## What is needed
Copy the data below exactly.

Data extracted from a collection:
PR #17514, opened 2023-08-29
test: add test to measure reload time of plain Spring boot app

tltv:
Adds new module 'test-plain-spring-boot-reload-time' with a TestBench test that measures reload time of Hello world Spring boot application. Application is build with plain Spring boot application without any Flow dependencies other than TestBench for tests. Test result is reported to TeamCity. Data is used for comparing reload times with different sized Flow apps.


tltv:
Issues with bender are now fixed and PR is ready for review.

tepi (approved):

PR #17529, opened 2023-08-31
feat: Added methods to prevent default and stopping propagation

### LINKED ISSUE #1363: EventHandler should be able to stopPropagation and preventDefault
@EventHandler should be extended to have the possibility to stopPropagation and/or preventDefault for the handled event.

mstahv:
closes #1363


mshabarov (changes requested):
Looks good to me.
One thing I would like to include here is the same API for `@DomEvent`:
```java
@DomEvent(value = "change", stopPropagation = true, preventDefault = true)
public class ChangeEvent
        extends ComponentEvent<TextField> {
}
```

## Task result
PR #17514, opened 2023-08-29
test: add test to measure reload time of plain Spring boot app

tltv:
Adds new module 'test-plain-spring-boot-reload-time' with a TestBench test that measures reload time of Hello world Spring boot application. Application is build with plain Spring boot application without any Flow dependencies other than TestBench for tests. Test result is reported to TeamCity. Data is used for comparing reload times with different sized Flow apps.


tltv:
Issues with bender are now fixed and PR is ready for review.

tepi (approved):

PR #17529, opened 2023-08-31
feat: Added methods to prevent default and stopping propagation

### LINKED ISSUE #1363: EventHandler should be able to stopPropagation and preventDefault
@EventHandler should be extended to have the possibility to stopPropagation and/or preventDefault for the handled event.

mstahv:
closes #1363


mshabarov (changes requested):
Looks good to me.
One thing I would like to include here is the same API for `@DomEvent`:
```java
@DomEvent(value = "change", stopPropagation = true, preventDefault = true)
public class ChangeEvent
        extends ComponentEvent<TextField> {
}
```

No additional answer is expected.